Mental Health is an Uncomfortable Subject
Mental Health is an uncomfortable subject for many, it calls on us to face our vulnerability, consider our attitudes, and possibly reconsider our bias.
In my years in emergency care, I’ve seen the whole range of emotion, behaviour and deflection play out when it comes to mental health – from denying it’s a ‘thing’ to real love and compassion. I’ve seen lives shattered and beautiful reconnections.
On a more personal note, I know first-hand how devastating, isolating and all-consuming poor mental health can be. On the cusp of adulthood, I suffered a period of extreme anxiety, agoraphobia, panic attacks, the works – it derailed my life completely.
I felt weak, less than my peers, ashamed, inadequate and afraid – for many years after I had recovered from the acute bout. I never talked about it, even within my own family. I went through college, my nursing career, my friendships and early relationships terrified anyone would find out – in doing this I helped maintain the stigma.
In fact, it was one of the most powerful periods of my life, it has totally shaped the human I have become. Yet it has taken me decades to feel able to talk about it – to acknowledge that I, like at least 30% of the population, have suffered poor mental health.
This is why awareness weeks are important. It is not about a hat tip to mental health, it’s about healing – healing the attitudes, the stigma, the judgement even. It’s about making what can sometimes be invisible, visible. It’s about how we stay connected to ourselves and our fellow humans – how we really lean into the discomfort of facing stuff we might not be able to fix.
As well as the practical mental health strategies offered during mental health awareness week, let’s consider the bigger picture here. Let’s start to heal the rift, the othering, the disconnection that our attitudes and beliefs around mental health have created – and by default what people who experience poor mental health endure.
This starts with each of us getting brave enough to look inward at our own views, biases and experiences, then look at what we put out into the world and consider what impact that has. Then the tougher bit, consider whether this is who we want to be or whether we might have some things to reconcile.
Try this short exercise:
- Sit somewhere comfortable where you won’t be disturbed for 5 -10 minutes. You might want a pad & pen to capture your learning, if you journal you may want to allow a little extra time at the end to free write, and you may prefer just to be in the moment, there is no right or wrong here.
- Take a few slow deep breaths to centre yourself
- Now ask yourself what you believe, no judgement – just feel it. Take note of the emotion that comes up, not just the words. How do you feel?
- Then consider where it comes from – is it experience, is it fear, is it inherited, is it true?
- Is this how you want to show up in the world?

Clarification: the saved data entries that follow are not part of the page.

PR #660, opened 2020-02-21
fix example

soyersoyer:
## Changes
it fixes the grpcweb example


johanbrandhorst:
Ah, the CI failed because we generate this. Can you run `./generate-docs.sh`?

soyersoyer:
sure!

PR #670, opened 2020-03-13
Make example code a little friendlier

achew22:
Previously the example code didn't check if the request was a CORS which meant that the `OPTIONS` preamble for the CORS request would be handled by the `DefaultServeMux.ServeHTTP` method which probably isn't correct. Additionally you should probably only have one handler that handles every request.


johanbrandhorst:
Apparently the CI failure is because we generate the docs, could you have a look at the error? It could be we generate this from an actual file, or it could just be some spaces are in the wrong place.

PR #736, opened 2020-07-20
Docs: Fixes a deprecated link for Alt. Transports

sam-parsons:
## Changes

Current link points to a deprecated, un-prefixed version of the package, corrected to most recent version.


johanbrandhorst:
@MarcusLongmuir @jonny-improbable we really need to do something about these tests. I'm leaning towards just turning them off when they're this unreliable. What do you think?

johanbrandhorst:
They failed again on the rerun. Something is up.

MarcusLongmuir:
I'll investigate now

Issue #740, opened 2020-07-21
Secured CI prevents external contributions from being tested


MarcusLongmuir:
First identified on #736 

Due to changes made in #718 the browserstack parameters are now secured using Travis CI `secure` parameters:
https://docs.travis-ci.com/user/encryption-keys/#usage

However, this creates an understandable limitation of not allowing including the values of these secured parameters when a PR is opened from a fork as this would expose the values to potentially malicious code:
https://docs.travis-ci.com/user/pull-requests/#pull-requests-and-security-restrictions

An ideal solution in my opinion would be that the browserstack-based tests in the Travis CI run are blocked until a maintainer comments to that effect (based on checking the code for malicious intent) as I have seen other open source projects do.

cc @johanbrandhorst

johanbrandhorst:
Sounds good to me, how could we set up such a trigger?

PR #760, opened 2020-08-25
grpcweb: Websockets test should use case-insensitive header compare

mgkeeley:
When checking if a request is a websocket request, the `Upgrade` header is checked to see if it contains the text `websocket`. However, IE11 sends the text `Websocket` (capital W).  The comparison should be made case-insensitive to support browsers that send non-standard requests.
Yes, I know IE11 is going away, but this browser is still used by the WinForms WebBrowser control, for those poor souls that must continue deal with it.

## Changes

Convert the header values to lower case before comparing in `IsGrpcWebSocketRequest`.

## Verification

Tried a small example manually in IE11 and latest Chrome (Win7 64bit).
I couldn't get the tests to run locally.

### DIFF
--- a/go/grpcweb/wrapper.go
+++ b/go/grpcweb/wrapper.go
@@ -133,7 +133,7 @@ func (w *WrappedGrpcServer) ServeHTTP(resp http.ResponseWriter, req *http.Reques
 // IsGrpcWebSocketRequest determines if a request is a gRPC-Web request by checking that the "Sec-Websocket-Protocol"
 // header value is "grpc-websockets"
 func (w *WrappedGrpcServer) IsGrpcWebSocketRequest(req *http.Request) bool {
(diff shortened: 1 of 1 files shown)


johanbrandhorst (approved):
SGTM, sorry for the inconvenience.

mgkeeley:
thanks :+1:

johanbrandhorst:
@jonny-improbable @MarcusLongmuir Is prow supposed to be running on this repo? We don't have an OWNERS

johanbrandhorst:
CI failed :cry:. Doesn't look like it's got anything to do with the change though. @MarcusLongmuir?

MarcusLongmuir:
As a workaround for #740 I pushed this branch to this repo and ran it manually: https://travis-ci.org/github/improbable-eng/grpc-web/builds/721294693 ✅

PR #588, opened 2019-10-28
Remove connection header from grpcwebproxy

crlssn:
This PR fixes the issue expressed in https://github.com/improbable-eng/grpc-web/issues/568. Basically, when you are sending a gRPC request from a web client through the proxy, multiple headers are added of which `connection` is denying the actual connection to be established.

Error message with the `connection` header present:
```
INFO[0000] listening for http on: [::]:8080             
INFO[0000] pickfirstBalancer: HandleSubConnStateChange: 0xc00015e200, READY  system=system
INFO[0075] transport: loopyWriter.run returning. connection error: desc = "transport is closing"  system=system
INFO[0075] pickfirstBalancer: HandleSubConnStateChange: 0xc00015e200, TRANSIENT_FAILURE  system=system
INFO[0075] pickfirstBalancer: HandleSubConnStateChange: 0xc00015e200, CONNECTING  system=system
WARN[0075] finished streaming call with code Unavailable  error="rpc error: code = Unavailable desc = transport is closing" grpc.code=Unavailable grpc.method=Method grpc.service=namespace.Service grpc.start_time="2019-10-28T11:56:35Z" grpc.time_ms=1052.424 span.kind=server system=grpc
```

PR #795, opened 2020-11-01
Drop proxy-connection header

sucy6330133:
## Changes

Drop the 'Proxy-Connection' header from the grpcwebproxy.
This is related to issue #588, when testing ui with Cypress, instead adding the connection header, the {'proxy-connection': 'keep-alive'} header has been added by Cypress. 
This is the error log being printed out by grpcwebproxy
```
ERRO[0215] finished streaming call with code Internal    error="rpc error: code = Internal 
desc = stream terminated by RST_STREAM with error code: PROTOCOL_ERROR" 
grpc.code=Internal grpc.method=Echo grpc.service=grpc.gateway.testing.EchoService grpc.start_time="2020-11-02T08:23:43+13:00" grpc.time_ms=0.345 span.kind=server system=grpc
```
## Verification

By comparing the requests sent through Chrome and Cypress, the only difference is the connection header and proxy-connection header. After drop the proxy-connection header, the grpcwebproxy forwarded the request to node server successfully and the cypress tests passed.
/assign

### DIFF
--- a/go/grpcwebproxy/main.go
+++ b/go/grpcwebproxy/main.go
@@ -156,6 +156,7 @@ func buildGrpcProxyServer(logger *logrus.Entry) *grpc.Server {
 		// the actual connection to the backend will not be established.
 		// https://github.com/improbable-eng/grpc-web/issues/568
 		delete(mdCopy, "connection")
+		delete(mdCopy, "proxy-connection")
 		outCtx = metadata.NewOutgoingContext(outCtx, mdCopy)
 		return outCtx, backendConn, nil
 	}


johanbrandhorst:
That's super weird. Before merging something like this, could you add a test that fails without this fix? It feels a bit strange that we should add this here if it's a consequence of the environment in which it is used. I'd rather users drop this header manually in another proxy sitting in front of this one. If you can write a test that fails before this fix is applied then I'd be more convinced of its legitimacy.

sucy6330133:
Which test you specified here? Unit tests?

johanbrandhorst:
No, ideally a new integration test (we have an existing structure [here](https://github.com/improbable-eng/grpc-web/tree/master/integration_test/ts)). If this header changes the behaviour of the proxy as your theory states, it should be possible to create a failing test that mimics the circumstances of your situation that requires this change.

sucy6330133:
Is the integration test structure working? I have followed the [instructions](https://github.com/improbable-eng/grpc-web/blob/master/CONTRIBUTING.md) and have issue to run the tests locally. 
I firstly tried the command 'npm run test:integration', and got error:
```
2020-11-05T12:01:01.474+1300	WARN	protoc returned a line we do not understand, please file this as an issue at https://github.com/uber/prototool/issues/new	{"protocLine": "2020/11/05 12:01:01 WARNING: Missing 'go_package' option in \"improbable/grpcweb/test/test.proto\","}
2020-11-05T12:01:01.474+1300	WARN	protoc returned a line we do not understand, please file this as an issue at https://github.com/uber/prototool/issues/new	{"protocLine": "please specify it with the full Go package path as"}
2020-11-05T12:01:01.474+1300	WARN	protoc returned a line we do not understand, please file this as an issue at https://github.com/uber/prototool/issues/new	{"protocLine": "a future release of protoc-gen-go will require this be specified."}
2020-11-05T12:01:01.474+1300	WARN	protoc returned a line we do not understand, please file this as an issue at https://github.com/uber/prototool/issues/new	{"protocLine": "See https://developers.google.com/protocol-buffers/docs/reference/go-generated#package for more information."}
<input>:1:1:2020/11/05 12:01:01 WARNING: Missing 'go_package' option in "improbable/grpcweb/test/test.proto",
<input>:1:1:See https://developers.google.com/protocol-buffers/docs/reference/go-generated#package for more information.
<input>:1:1:a future release of protoc-gen-go will require this be specified.
<input>:1:1:please specify it with the full Go package path as
<input>:1:1:protoc-gen-go: protoc-gen-go: plugins are not supported; use 'protoc --go-grpc_out=...' to generate gRPC
```

sucy6330133:
Anyway, I have found this 
image
The grpc is HTTP/2-based transport, I think the 'Proxy-Connection' header needs to be dropped.

johanbrandhorst:
> Is the integration test structure working? I have followed the [instructions](https://github.com/improbable-eng/grpc-web/blob/master/CONTRIBUTING.md) and have issue to run the tests locally.
> I firstly tried the command 'npm run test:integration', and got error:
> 
> ```
> 2020-11-05T12:01:01.474+1300	WARN	protoc returned a line we do not understand, please file this as an issue at https://github.com/uber/prototool/issues/new	{"protocLine": "2020/11/05 12:01:01 WARNING: Missing 'go_package' option in \"improbable/grpcweb/test/test.proto\","}
> 2020-11-05T12:01:01.474+1300	WARN	protoc returned a line we do not understand, please file this as an issue at https://github.com/uber/prototool/issues/new	{"protocLine": "please specify it with the full Go package path as"}
> 2020-11-05T12:01:01.474+1300	WARN	protoc returned a line we do not understand, please file this as an issue at https://github.com/uber/prototool/issues/new	{"protocLine": "a future release of protoc-gen-go will require this be specified."}
> 2020-11-05T12:01:01.474+1300	WARN	protoc returned a line we do not understand, please file this as an issue at https://github.com/uber/prototool/issues/new	{"protocLine": "See https://developers.google.com/protocol-buffers/docs/reference/go-generated#package for more information."}
> <input>:1:1:2020/11/05 12:01:01 WARNING: Missing 'go_package' option in "improbable/grpcweb/test/test.proto",
> <input>:1:1:See https://developers.google.com/protocol-buffers/docs/reference/go-generated#package for more information.
> <input>:1:1:a future release of protoc-gen-go will require this be specified.
> <input>:1:1:please specify it with the full Go package path as
> <input>:1:1:protoc-gen-go: protoc-gen-go: plugins are not supported; use 'protoc --go-grpc_out=...' to generate gRPC
> ```

These are just warnings, I wouldn't worry about them. We do need to update our go generator eventually but it won't cause any test failures. Please do try to add a test, and if we need to update the docs lets do that too.

>  The grpc is HTTP/2-based transport, I think the 'Proxy-Connection' header needs to be dropped.

This is really compelling, what is the source for this? Could you provide a link?

I'd still like to see a failing test, which should not be too hard (just copy one of the echo tests and set the Proxy-Connection header and watch it fail).

sucy6330133:
> This is really compelling, what is the source for this? Could you provide a link?
> 
https://en.wikipedia.org/wiki/List_of_HTTP_header_fields

sucy6330133:
> I'd still like to see a failing test, which should not be too hard (just copy one of the echo tests and set the Proxy-Connection header and watch it fail).
I didn't find anything existing tests which is verified the grpcwebproxy. Would you mind pointing it out?

johanbrandhorst:
[Here](https://github.com/improbable-eng/grpc-web/blob/master/integration_test/ts/src/client.spec.ts#L86-L128) is a test that makes a unary request to the backend. You could copy paste this test and try to add the proxy-connection header (I don't know exactly how to do this in the client, it might not be trivially exposed).

sucy6330133:
> [Here](https://github.com/improbable-eng/grpc-web/blob/master/integration_test/ts/src/client.spec.ts#L86-L128) is a test that makes a unary request to the backend. You could copy paste this test and try to add the proxy-connection header (I don't know exactly how to do this in the client, it might not be trivially exposed).

Modify the test here to send the 'proxy-header' to server will not verify the grpcwebproxy can handle the 'proxy-connection' header, right?

johanbrandhorst:
I don't see why it wouldnt? I'm basically asking you to reproduce the environment you're experiencing the issue in so that we have a test that can verify that we fixed it.

sucy6330133:
I wrote the integration tests and the server is happy with the 'Proxy-Connection' header. Then I have retried the grpcwebproxy again to use the wireshark to see the packets. I don't know what I did wrong previously, but it worked this time.
I guess the pull request is no longer needed and I am sorry to cause any confusion.

MarcSeebold:
Please re-open this MR. Our cypress instance adds the `proxy-connection` header and we can't turn that off. I applied this patch and it solved that issue. Furthermore, I don't see any risks with this patch since `proxy-connection` is not supported by HTTP/2 whatsoever.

- Keep focused on your emotion, what you are feeling, – is there something, someone, or maybe even yourself, you need to forgive, is there anything you need to let go of in order to show up how you want to? Do this now, feel the emotion and let it go.
- What have you learned?
This is the simplest form of healing conversation. Neurologically if we don’t experience our emotions, we can’t fully process what happens to us, our experiences or memories get misfiled or supressed, and our beliefs and attitudes get distorted. Denial, judgement and othering are all examples of this distortion.
Healing conversations enable us to reconnect with what we feel and reprocess and potentially reconcile what we think and how we show up – allowing us to connect more around the things that are important to us.
All healing starts within, hence the conversation with yourself first. As humans we also have a lot of collective healing to do, there are so many global, cultural, national and local issues and none of us can champion everything. I fundamentally believe that connection and contribution are ingredients for good mental wellbeing, so think about what is important to you, what you have control and influence over and start to explore how you can contribute to healing.
For me, one of these things is mental health awareness – rewriting the narrative, reducing fear – and ignorance, acknowledging the progress being made and the journey we still have to go on.
Poor mental health is debilitating enough, without social stigma, judgement or even well-intentioned avoidance, so this week focus on what you can do. You don’t have to fix stuff or say the right thing. You just have to show up – this might be a kind word, a connecting smile (masks permitting), or checking in on a friend.
A little thing for you might mean the world to someone else.
Coming back to Mental Health Awareness Week, The Mental Health Foundation focus on nature this week, you can check out their aims and evidence here https://www.mentalhealth.org.uk/campaigns/mental-health-awareness-week/why-nature
All nature, and particularly the sea is very grounding for me so I’m treating myself to a few days working from the seaside this week, enjoying this force of nature, the picture above doesn’t do it credit!. Sea air has evidenced benefit for your neurological wellbeing, it is charged with negative ions, increases oxygen uptake and serotonin production.